PR #482, opened 2019-01-03
Move etcdPort into default params

corest:
It is used in the rendering of the template so should be available as a default parameter

### DIFF
--- a/v_4_0_0/cloudconfig.go
+++ b/v_4_0_0/cloudconfig.go
@@ -6,8 +6,6 @@ import (
 	"encoding/base64"
 	"text/template"
 
-	"strings"
-
 	ignition "github.com/giantswarm/k8scloudconfig/ignition/v_2_2_0"
 	"github.com/giantswarm/microerror"
 )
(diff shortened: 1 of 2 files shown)


v_4_0_0/cloudconfig.go
```diff
@@ -54,14 +54,6 @@ func NewCloudConfig(config CloudConfigConfig) (*CloudConfig, error) {
 		return nil, microerror.Maskf(invalidConfigError, "config.Template must not be empty")
 	}
 
-	// Default to 443 for non AWS providers.
-	if config.Params.EtcdPort == 0 {
-		config.Params.EtcdPort = 443
-	}
-
-	// extract cluster base domain
-	config.Params.BaseDomain = strings.TrimPrefix(config.Params.Cluster.Kubernetes.API.Domain, "api.")
```
corest: This part is moved into operator (e.g. https://github.com/giantswarm/kvm-operator/blob/ignition/service/controller/v18/cloudconfig/master_template.go#L23) as it is required for rending of the templates

PR #484, opened 2019-01-10
Change calico-node log level to warn

jgsqware:


jgsqware:
Do I need to replicate this change to the other version?
Do I need to do anything else in operator, as this is not critical?

PR #485, opened 2019-01-10
Bring back missing apiserver config

corest:
If we don't specify this - api-server will listen on 8080 without auth. It was there before ignition. Just somehow deleted it by mistake during migration


corest:
@rossf7 yes, just bringing it back as was deleted by mistake

rossf7:
👍 All good just wanted to check.

PR #486, opened 2019-01-15
Update to kubernetes 1.13.2

rossf7:
Towards https://github.com/giantswarm/giantswarm/issues/4709


LICENSE
```diff
@@ -186,7 +186,7 @@
       same "printed page" as the copyright notice for easier
       identification within third-party archives.
 
-   Copyright {yyyy} {name of copyright owner}
+   Copyright 2016 - 2019 GiantSwarm GmbH
```
rossf7: 🤣  Yes CI needs to catch this.

Gopkg.toml
```diff
@@ -26,7 +26,7 @@
 
 
 [[constraint]]
-  branch = "master"
+  branch = "kubernetes-1.13.2"
```
rossf7: TODO

LICENSE
TheoBrigitte: good catch

PR #487, opened 2019-01-28
adds worker role labels

xh3b4sd:
We were wondering why there are no worker role labels. The change here is pretty simple. What could possibly go wrong? I checked some upstream issues and only found concerns of master role labels being applied in an uncontrolled way. So we should be safe. Further I am not sure why we should have two different labels for that.

### DIFF
--- a/v_4_0_0/worker_template.go
+++ b/v_4_0_0/worker_template.go
@@ -164,7 +164,7 @@ systemd:
       --network-plugin=cni \
       --register-node=true \
       --kubeconfig=/etc/kubernetes/kubeconfig/kubelet.yaml \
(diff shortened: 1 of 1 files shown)


xh3b4sd:
What I understood is that the labels we provide here make the kubelet register itself with the labels. So this is fine, right?

tuommaki:
> What I understood is that the labels we provide here make the kubelet register itself with the labels. So this is fine, right?

Yes, exactly. The thing is just that we can't rely on this before all clusters have these and that will take little bit of time, but the direction is right here.

xh3b4sd:
Got you. I wanted to get this out so we are fine in summer or fall or something.

PR #491, opened 2019-02-01
Make render file template more robust

mazzy89:
Make `RenderFileAssetContent` function more robust.

In case an invalid template is passed in, the function panics.

This has been addressed to avoid issues like https://github.com/giantswarm/giantswarm/issues/5179

In that case an invalid template was passed in and the function was not crashing causing the cloudconfig template issue where the encrypted cert was going in.

### DIFF
--- a/v_4_0_0/cloudconfig.go
+++ b/v_4_0_0/cloudconfig.go
@@ -72,7 +72,7 @@ func (c *CloudConfig) ExecuteTemplate() error {
 	buf := new(bytes.Buffer)
 	err = tmpl.Execute(buf, c.params)
 	if err != nil {
-		return err
+		return microerror.Maskf(invalidConfigError, "cloudconfig template is not valid")
 	}
 
 	ignitionJSON, err := ignition.ConvertTemplatetoJSON(buf.Bytes())
--- a/v_4_0_0/render_asset_content.go
+++ b/v_4_0_0/render_asset_content.go
@@ -25,10 +25,7 @@ func RenderAssetContent(assetContent string, params interface{}) ([]string, erro
 
 // RenderFileAssetContent returns base64 representation of the rendered assetContent.
 func RenderFileAssetContent(assetContent string, params interface{}) (string, error) {
-	tmpl, err := template.New("").Parse(assetContent)
-	if err != nil {
-		return "", err
-	}
+	tmpl := template.Must(template.New("").Parse(assetContent))
 
 	buf := new(bytes.Buffer)
 
--- a/v_4_0_0/render_asset_content.go
+++ b/v_4_0_0/render_asset_content.go
@@ -25,7 +25,10 @@ func RenderAssetContent(assetContent string, params interface{}) ([]string, erro
 
 // RenderFileAssetContent returns base64 representation of the rendered assetContent.
 func RenderFileAssetContent(assetContent string, params interface{}) (string, error) {
-	tmpl := template.Must(template.New("").Parse(assetContent))
+	tmpl, err := template.New("").Parse(assetContent)
+	if err != nil {
+		return "", err
+	}
 
 	buf := new(bytes.Buffer)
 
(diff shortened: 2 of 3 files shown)


mazzy89:
By thinking to it twice, the unit test here does not address that specific case. 

Let's try to represent the problem:

**before the fix**
encrypted cert -> `RenderFileAssetContent` (template creation & base64 encoding) -> asset in base64

**after the fix**
encrypted cert -> ~~`RenderFileAssetContent` (template creation and parsing & base64 encoding)~~ base64 encode -> asset in base64

The problem was in the fact that the encoding cert was passed to the template function which corrupted it so the templating broke the parse. Indeed once removed from the equation the template and have only left the base64 encoding the fix worked. 

Realistically here we need to pass to the `RenderFileAssetContent` the encrypted cert and see how it behaves and make it more robust writing an unit test which covers this particular case.

mazzy89:
> We should rather find some sequence that proofs the broken parsing and find a way to detect and mitigate it in the first place.

The broken parsing here is caused by the fact that the encoded certificate has been passed in to the `RenderFileAssetContent` func which create using it a template. So the best thing would be to validate if the input passed to the function is **valid** to be used as input of the template because as in here https://github.com/giantswarm/k8scloudconfig/pull/491#issuecomment-459788586 the template function does not error in case of an invalid template so we do need to do a validation.

Any input here how to validate the input are very welcomed

xh3b4sd:
Let's maybe hang and talk about it.

mazzy89:
After a bit of debugging the function to error is this https://github.com/giantswarm/aws-operator/blob/d9b9116fad89b23700fc925e61b2a6a6007e3cc3/vendor/github.com/giantswarm/k8scloudconfig/v_4_0_0/cloudconfig.go#L66 at the line https://github.com/giantswarm/aws-operator/blob/d9b9116fad89b23700fc925e61b2a6a6007e3cc3/vendor/github.com/giantswarm/k8scloudconfig/v_4_0_0/cloudconfig.go#L75 with the following error `"template: cloudconfig:261:23: executing "cloudconfig" at <.Extension.Files>: error calling Files: template: :2: unexpected unrecognized character in action: U+05FF in command"` so we are able to reproduce the error successfully.

mazzy89:
Tested this and I was able to reproduce the error from aws-operator with the change above

```
➜ stern "aws-operator-*" -ngiantswarm | grep "cloudconfig template is not valid"
+ aws-operator-6df649b898-lcp8m › aws-operator
aws-operator-6df649b898-lcp8m aws-operator {"caller":"github.com/giantswarm/aws-operator/vendor/github.com/giantswarm/operatorkit/controller/resource/retryresource/crud_resource_ops_wrapper.go:96","controller":"aws-operator","event":"update","function":"GetDesiredState","level":"warning","loop":"6","message":"retrying due to error","object":"/apis/provider.giantswarm.io/v1alpha1/namespaces/default/awsconfigs/cxw5i","resource":"s3objectv22","stack":"[{/Users/salvo.giantswarm/go/src/github.com/giantswarm/aws-operator/vendor/github.com/giantswarm/operatorkit/controller/resource/retryresource/crud_resource_ops_wrapper.go:89: } {/Users/salvo.giantswarm/go/src/github.com/giantswarm/aws-operator/service/controller/v22/resource/s3object/desired.go:68: } {/Users/salvo.giantswarm/go/src/github.com/giantswarm/aws-operator/service/controller/v22/cloudconfig/worker_template.go:73: } {/Users/salvo.giantswarm/go/src/github.com/giantswarm/aws-operator/vendor/github.com/giantswarm/k8scloudconfig/v_4_0_0/cloudconfig.go:75: cloudconfig template is not valid} {invalid config error}]","time":"2019-02-11T17:11:56.030523+00:00","underlyingResource":"s3objectv22","version":"100420564"}
```

mazzy89:
We don't need to test any function in here because the fix https://github.com/giantswarm/aws-operator/commit/42926469601db2baafbc071b344bbe2ace8beb7f has been addressed during the creation of the cloudconfig template in the `Extension.Files` function. Closing this and addressing in aws-operator

PR #492, opened 2019-02-10
Bring resource reservation back

corest:
There was a question from shutterstock here https://gigantic.slack.com/archives/CD9A0CKB9/p1549722298204300
And I was going to say - yes, sure, we have all that reservation
But didn't find it in  our latest cloudinit. And in previous. Last version, which had resources reserved for systemd/container runtime was `3.5.2`. But during move to `3.6.0` we lost those changes https://github.com/giantswarm/k8scloudconfig/blob/master/v_3_5_2/master_template.go#L2172-L2178


corest:
Whole ignition is important. Therefore it doesn’t make sense to put some parts into tests

xh3b4sd:
So, and because everything is important you do not want to ensure that this very bug does not happen again in the future? That sounds pretty wrong to me personally. Usually it is like, something goes wrong, and we try to ensure that the thing that went wrong does not happen again. One tool for this are tests. How do you plan to improve the situation here?

corest:
No, I didn't mean this bug will not happen again. Because it is not a bug. It is a human mistake. The part we lost is static data. There are no variables. No functions called to render that piece. There is nothing to test. Yes, you can duplicate static data in test, but what are you testing then? I don't agree this particular mistake could be fixed by any test. 

Plan to improve - better tooling for managing ignition versions in the future and more care on changes.

corest:
Moved into WIP versions for cloud-init and ignition

PR #493, opened 2019-02-11
Add calicoctl and crictl tenant clusters

ferrandinand:
* Add calicoctl and crictl and aliases etcdctl
* Moved to release v_4_1_0
* Changed CHANGELOG


corest:
Can you also add etcdctl alias as in original CP ignition?

ferrandinand:
> Can you also add etcdctl alias as in original CP ignition?

Should be solved now.

calvix:
Did you test this? I think etcd LB uses port 2379

calvix:
It might even differ across platforms so we should sue some kind of variable that might be already used in k8scloudconfig

ferrandinand:
> Did you test this? I think etcd LB uses port 2379
Yes, it worked in gorgoth tenant master.

I saw in a previous PR you are removing LB in terraform, maybe we can focus on using same config so I will use local installation with 2379 port as it is done in other resources.

I need to rebase changes to put it in other vendor version, I will include this change also

v_4_0_0/master_template.go
```diff
@@ -306,6 +306,18 @@ systemd:
       ExecStartPost=/usr/bin/systemctl restart k8s-kubelet.service
       [Install]
       WantedBy=multi-user.target
+  
+  - name: debug-tools.service
+    enabled: true
+    contents: |
+      [Unit]
+      Description=Calicoctl and crictl tools
```
kopiczko: Should it be following?

```suggestion
      Description=Install calicoctl and crictl tools
```

kopiczko:
Also would be good to add an entry to `CHANGELOG.md`.

calvix:
> Yes, it worked in gorgoth tenant master.

KVM and cloud tenants can be different, the port may be different, that's why its better to use variables that are filled by operators rather than hard-coding ports.

PR #175, opened 2018-04-17
fix(mood-rating): allow correct keyboard navigation

tzengerink:
BREAKING CHANGE: Due to the reversed element order, the mood rating
could not be navigated in an accessible way. The reversed order was
necessary to be able to apply CSS-only styling to the progressive mood
rating.

This commit uses the proper HTML order again and fixes the issue by
using the `sb-mood-rating--selected` class. This solution aligns with
the way the opacity is solved for the default and custom mood ratings.

See: https://usabilla.atlassian.net/browse/BUB-33
Reviewers: @beerecca @dine @clenemt @spirosikmd 

gxbybofpoi


src/components/_mood-rating.scss
```diff
@@ -6,39 +6,47 @@
 // - Adding `sb-mood-rating--selected` class after value is selected, so it is possible to set previous siblings opacity.
```
dine: Let's change `...set previous siblings opacity` to `...set previous siblings styles`

src/components/_mood-rating.scss
```diff
@@ -102,7 +101,7 @@
 //
 // .sb-mood-rating--default - Default SVG showing rating
 // .sb-mood-rating--custom - Shows background image instead of SVG
-// .sb-mood-rating--progressive - Progressive mood rating, does not show tooltips or SVG
+// .sb-mood-rating--progressive.sb-mood-rating--selected - Progressive mood rating, does not show tooltips or SVG
```
dine: Should we add a `// .sb-mood-rating--progressive - Progressive mood rating, no value selected` here? 
Or maybe remove the first 2 examples without `.sb-mood-rating--selected`? 
I'd say add and then move this line to be the last one (keeping same order before value is selected and after).

PR #176, opened 2018-04-18
fix(mood-rating): apply hover styles before selected

dine:
Before:

After:


spirosikmd:
@dine I am noticing a slight move to the top in the `After` case. Why is this happening?

dine:
@spirosikmd I think I scrolled the page a little bit while recording the gif. It doesn't actually happen.

PR #179, opened 2018-05-07
fix(rating): add inline rating rtl support

dine:
Fix order of low/high labels for inline rating when using direction rtl.
To test click 'r' after loading page.

#### Before
screen shot 2018-05-07 at 14 15 02

#### After
screen shot 2018-05-07 at 14 16 16


dine:
Yep, this is IE10 🙂 

screen shot 2018-05-08 at 09 58 04

PR #187, opened 2018-07-02
feat(form-control): Add icon support for form-control

clenemt:
:arrow_forward: **Related to**: BLOS-83
:eyeglasses: **Context**: Adds support for left and right icons inside `.form-control` inputs with the two new classes `.form-control__input--icon-left` and `.form-control__input--icon-right`. This is a **breaking change**, since the dropdowns and selects now need a new class added to them to work like before.

:sunrise: **After**:


src/components/_form-control.scss
```diff
@@ -37,18 +37,63 @@
...
   .#{$ns}icon {
     position: absolute;
     top: 50%;
-    right: sb-px2rems(7px);
     transform: translateY(-50%);
+    left: auto;
+    right: sb-rem-spacing('s');
+  }
+
+  .sb-input {
```
spirosikmd: We should use the namespace identifier `#{$ns}` instead of `sb` in all these places, except when calling the functions.

src/components/_form-control.scss
```diff
@@ -37,18 +37,63 @@
...
+    padding-left: sb-rem-spacing('s');
+    padding-right: sb-px2rems(34px);
```
spirosikmd: Why aren't we using a specified size here instead of this hardcoded `34px`?

clenemt: Because padding left and right is 11 plus 16px for the icon size = 38px but for some reaseon it looks better with 34px. Will show @galagmon

spirosikmd:
Without an icon, the input should have `padding-right: sb-rem-spacing('s')`, right?

screen shot 2018-07-03 at 09 56 23

clenemt:
I fix this without adding a breaking change, but the code becomes a bit of a mess. I would prefer adding a breaking change, removing the not needed `.sb-form-control__input` and adding the classes on the `.form-control--icon-left` and `.form-control--icon-right`. Let me know.

spirosikmd:
This is what we have now:
screen shot 2018-07-04 at 09 41 56
I am ok with breaking the backwards compatibility as long as there isn't any other way to fix this. I like the approach with the two explicit classes for right and left icon. I don't think that we can remove the `.sb-form-control__input` class, as it is now used in the `dropdown` and `select` components.

clenemt:
So just to clarify (as I am still waiting for other reviewers), you are in favor of adding `.form-control--icon-left` and `.form-control--icon-right` instead of a single `.form-control__input--left` that this PR is adding. Am I correct?

galagmon:
@clenemt can we somehow align the icon to the center of the input field and not the text bottom?

clenemt:
@galagmon the icon is actually centered to the input. This is mostly an issue with the search icon that does not fill the 16 by 16 as shown in the screenshots below:

screen shot 2018-07-11 at 10 48 35

It looks better with the star for instance: 

screen shot 2018-07-11 at 10 50 21

clenemt:
@spirosikmd breaking changes breaks the dropdown: 

screen shot 2018-07-11 at 10 56 25

As it no longer aligns the icon right by default. Are you ok with that?

spirosikmd:
I am ok with fixing it of course 😄 So to summarise my view on this:

- I prefer to fix the current issue with the text overlapping with the right icon.
- I prefer to use two explicit classes for icon left and icon right. The advantage of this is that it doesn't depend on a specific DOM structure.
- These changes will break the `dropdown` and `select` components, so we should update these components to reflect the new changes.
- I am fine with this being a breaking change.

Does this make sense?

src/components/_form-control.scss
```diff
@@ -37,18 +37,68 @@
...
 
     .#{$ns}rtl & {
       right: auto;
-      left: sb-px2rems(7px);
+      left: sb-rem-spacing('s');
     }
   }
 }
+
+.#{$ns}form-control__input--icon-right .#{$ns}input {
```
dine: Can't we combine this rules with the on line 94, like we did below with `...-left` + `...rtl ...-right`?
https://github.com/usabilla/stylabilla/pull/187/files#diff-a723c6508c22eb0b44884ed6234e9fddR94

clenemt:
Updated the PR code and description. Have a look please  🙏

PR #188, opened 2018-07-16
feat(grid): add large gutter as grid modifier class

clenemt:
:arrow_forward: **Related to**: BLOS-110
:eyeglasses: **Context**: we need a larger gutter value for the analysis-app when displaying the list of workspaces. This PR adds `.sb-grid--gutter-l` as a new grid modifier class.

:sunrise: **After**:

screen shot 2018-07-16 at 12 57 59


src/layout/_layout.scss
```diff
@@ -11,7 +11,7 @@
 
 $sb-grid-columns: 12;
 $sb-default-gutter: 16px;
-$sb-gutter-map: ('-0': 0, '-s': 11px);
+$sb-gutter-map: ('-0': 0, '-s': 11px, '-l': 23px);
```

→ EXERCISE BRIEF:
Identify how many lines in the entries above include the string "page", then state that number alone.

→ OUTPUT OF THE TASK:
3